PR #1417, opened 2023-03-12
Solution by DK

DimaK123:
[DEMO LINK](https://DimaK123.github.io/react_movies-list-filter/)

### DIFF
--- a/src/App.tsx
+++ b/src/App.tsx
@@ -1,9 +1,25 @@
-import React from 'react';
+import React, { useState } from 'react';
 import './App.scss';
 import { MoviesList } from './components/MoviesList';
 import moviesFromServer from './api/movies.json';
 
 export const App: React.FC = () => {
+  const [movies, setMovie] = useState([...moviesFromServer]);
+  const [input, setInput] = useState('');
+
+  const handleChange = (event: React.ChangeEvent<HTMLInputElement>) => {
+    const { value } = event.target;
+
+    setInput(value);
+
+    const filteredMovies = moviesFromServer.filter(
+      movie => movie.title.toLowerCase().includes(value.toLowerCase().trim())
+      || movie.description.toLowerCase().includes(value.toLowerCase().trim()),
+    );
+
+    setMovie(filteredMovies);
+  };
+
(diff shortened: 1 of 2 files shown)


src/App.tsx
```diff
@@ -1,9 +1,25 @@
...
 export const App: React.FC = () => {
+  const [movies, setMovie] = useState([...moviesFromServer]);
+  const [input, setInput] = useState('');
+
+  const handleChange = (event: React.ChangeEvent<HTMLInputElement>) => {
+    const { value } = event.target;
+
+    setInput(value);
+
+    const filteredMovies = moviesFromServer.filter(
```
TarasHoliuk, line 15: move it out of `handleChange` function

src/App.tsx
```diff
@@ -17,15 +33,17 @@ export const App: React.FC = () => {
...
                 className="input"
                 placeholder="Type search word"
+                onChange={handleChange}
               />
             </div>
           </div>
         </div>
 
-        <MoviesList movies={moviesFromServer} />
+        <MoviesList movies={movies} />
```
TarasHoliuk, line 46:
```suggestion
        <MoviesList movies={filteredMovies} />
```

src/App.tsx
```diff
@@ -1,9 +1,25 @@
...
+    const { value } = event.target;
+
+    setInput(value);
+
+    const filteredMovies = moviesFromServer.filter(
+      movie => movie.title.toLowerCase().includes(value.toLowerCase().trim())
+      || movie.description.toLowerCase().includes(value.toLowerCase().trim()),
+    );
+
+    setMovie(filteredMovies);
```
TarasHoliuk, line 20: you don't need `movies` state - filtered movies will change after every `input` change anyway because it's saved in `state` i.e cause re-render after every change

TarasHoliuk (changes requested):

src/App.tsx
DimaK123: Thanks for advise :)

anstsot (approved):
Great job, approved!

PR #1432, opened 2023-03-20
moviesListFilter1

fenderukr:
https://fenderukr.github.io/react_movies-list-filter


src/App.tsx
```diff
@@ -1,9 +1,30 @@
...
+
+  const getFilteredMovies = () => {
+    if (!query) {
+      return moviesFromServer;
+    }
+
+    const lowerCaseQuery = query.toLowerCase().trim();
+
+    return moviesFromServer.filter(movie => (
+      movie.title.toLowerCase().includes(lowerCaseQuery)
```
Volodymyr-Melnyk-Fron10der, line 17: move this checking into function and apply to both, title and description

Volodymyr-Melnyk-Fron10der (changes requested):
Amazing, just one comment about optimization

src/App.tsx
fenderukr: i had to replace the brach as I was using a new device and had to clone the task again

please check this commit:

9258bfaa7ad1a24f9965714ab0a005f97358d37b

src/App.tsx
```diff
@@ -1,9 +1,32 @@
...
+  const getFilteredMovies = () => {
+    if (!query) {
+      return moviesFromServer;
+    }
+
+    const isMatch
+    = (text: string,
+      textQuery: string) => text.toLowerCase().includes(textQuery);
+
+    const lowerCaseQuery = query.toLowerCase().trim();
```
polosanya, line 18: It would be better to create a function to format the strings instead, as isMatch function doesn't make your code cleaner

src/App.tsx
```diff
@@ -1,9 +1,32 @@
...
+
+    return moviesFromServer.filter(movie => isMatch(movie.title, lowerCaseQuery)
+      || isMatch(movie.description, lowerCaseQuery));
+  };
+
+  const onChangeHandler = (e: ChangeEvent<HTMLInputElement>) => (
```
polosanya, line 24:
```suggestion
  const handleInputChange = (e: ChangeEvent<HTMLInputElement>) => (
```

polosanya (approved):
Good job! I'm approving it, but please pay attention to the comments)

PR #1438, opened 2023-03-22
React_movies-list-filter

Anton-Tretiak:
[DEMO LINK](https://anton-tretiak.github.io/react_movies-list-filter/)

### DIFF
--- a/src/App.tsx
+++ b/src/App.tsx
@@ -1,9 +1,22 @@
-import React from 'react';
+import React, { useState } from 'react';
 import './App.scss';
 import { MoviesList } from './components/MoviesList';
 import moviesFromServer from './api/movies.json';
 
+const containQuery = (text: string, query: string) => {
+  return text.toLowerCase().includes(query.toLowerCase());
+};
+
 export const App: React.FC = () => {
+  const [query, setQuery] = useState('');
+
+  const visibleMovies = moviesFromServer.filter(movie => {
+    const { title, description } = movie;
+
+    return containQuery(title, query.trim())
+      || containQuery(description, query.trim());
+  });
+
   return (
     <div className="page">
       <div className="page-content">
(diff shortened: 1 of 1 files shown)


src/App.tsx
```diff
@@ -1,9 +1,22 @@
...
+};
+
 export const App: React.FC = () => {
+  const [query, setQuery] = useState('');
+
+  const visibleMovies = moviesFromServer.filter(movie => {
+    const { title, description } = movie;
+
+    return containQuery(title, query.trim())
+      || containQuery(description, query.trim());
```
Bogdan-Mykhailov, line 17: you can trim query in your containQuerie function, and not repeat here 2 times this method

src/App.tsx
```diff
@@ -17,15 +30,17 @@ export const App: React.FC = () => {
             <div className="control">
               <input
                 type="text"
+                value={query}
                 id="search-query"
                 className="input"
                 placeholder="Type search word"
+                onChange={(event) => setQuery(event.target.value)}
```
Bogdan-Mykhailov, line 37: for my opinion better to create handler, and remove all logic from jsx

Bogdan-Mykhailov (approved):
nice

src/App.tsx
```diff
@@ -1,9 +1,22 @@
-import React from 'react';
+import React, { useState } from 'react';
 import './App.scss';
 import { MoviesList } from './components/MoviesList';
 import moviesFromServer from './api/movies.json';
 
+const containQuery = (text: string, query: string): boolean => {
+  return text.toLowerCase().includes(query.toLowerCase());
```
sergii-nosachenko, line 7:
```suggestion
  return text.toLowerCase().includes(query.trim().toLowerCase());
```

src/App.tsx
sergii-nosachenko, line 17: You can remove the trim from here now.

sergii-nosachenko (changes requested):

src/App.tsx
Anton-Tretiak: I'm not sure, but maybe it's a good point when we have two and more strings. In this situation we can return value(update state) just in one string, and it's not necessarily to create a separate handler.

Bogdan-Mykhailov: You can leave it, but I think it will be much better if there is a minimum of logic in the jsx.

sergii-nosachenko: @Bogdan-Mykhailov Good point

sergii-nosachenko (approved):
Good work 👍

PR #1450, opened 2023-03-23
Develop

VadymTsyndra:
https://VadymTsyndra.github.io/react_movies-list-filter/

### DIFF
--- a/src/App.tsx
+++ b/src/App.tsx
@@ -3,11 +3,7 @@ import './App.scss';
 import { MoviesList } from './components/MoviesList';
 import moviesFromServer from './api/movies.json';
 
-type State = {
-  query: string;
-};
-
-export const App: React.FC<State> = () => {
+export const App: React.FC<{}> = () => {
   const [query, setQuery] = useState('');
 
   const visibleMovies = moviesFromServer.filter(movie => (
--- a/src/App.tsx
+++ b/src/App.tsx
@@ -1,9 +1,20 @@
-import React from 'react';
+import React, { useState } from 'react';
 import './App.scss';
 import { MoviesList } from './components/MoviesList';
 import moviesFromServer from './api/movies.json';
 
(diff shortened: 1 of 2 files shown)


src/components/MoviesList/MoviesList.tsx
```diff
@@ -4,11 +4,14 @@ import { MovieCard } from '../MovieCard';
...
 interface Props {
   movies: Movie[];
+  visibleMovies: Movie[];
 }
 
-export const MoviesList: React.FC<Props> = ({ movies }) => (
+export const MoviesList: React.FC<Props> = ({ movies, visibleMovies }) => (
   <div className="movies">
-    {movies.map(movie => (
+    {visibleMovies ? visibleMovies.map(movie => (
```
Volodymyr-Melnyk-Fron10der, line 12: visibleMovies  is always true, because it's an array , which is truth value. so simplify it

src/App.tsx
```diff
@@ -1,9 +1,16 @@
...
 import { MoviesList } from './components/MoviesList';
 import moviesFromServer from './api/movies.json';
 
-export const App: React.FC = () => {
+export const App: React.FC<{}> = () => {
+  const [query, setQuery] = useState('');
+
+  const visibleMovies = moviesFromServer.filter(movie => (
+    movie.title.toLowerCase().includes(query.toLowerCase())
+    || movie.description.toLowerCase().includes(query.toLowerCase())
```
Volodymyr-Melnyk-Fron10der, line 11: create some helper function which is checking does some string passed as an argument include the query

Volodymyr-Melnyk-Fron10der: isInQuey(title) || isInQuery(description)

Volodymyr-Melnyk-Fron10der (changes requested):
Almost done

anstsot (approved):
Great job, approved!

PR #1455, opened 2023-03-24
Solution

arkushenko-anna:
[DEMO LINK](https://arkushenko-anna.github.io/react_movies-list-filter/)

### DIFF
--- a/src/App.tsx
+++ b/src/App.tsx
@@ -1,9 +1,25 @@
-import React from 'react';
+import React, { useEffect, useState } from 'react';
 import './App.scss';
 import { MoviesList } from './components/MoviesList';
 import moviesFromServer from './api/movies.json';
 
 export const App: React.FC = () => {
+  const [query, setQuery] = useState('');
+  const [movie, setMovie] = useState(moviesFromServer);
+
+  useEffect(() => {
+    const filtred = moviesFromServer.filter(movie => {
+      const { title, description } = movie;
+      const lowerCasedTitle = title.toLowerCase();
+      const lowerCasedDescription  = description.toLowerCase();
+      const lowerCasedQuery = query.toLowerCase().trim();
+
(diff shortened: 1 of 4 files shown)


src/App.tsx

WORK ORDER »
The lines in the entries above that carry the word "remove" must be copied.

SOLUTION TO THE EXERCISE »
Bogdan-Mykhailov, line 37: for my opinion better to create handler, and remove all logic from jsx
sergii-nosachenko, line 17: You can remove the trim from here now.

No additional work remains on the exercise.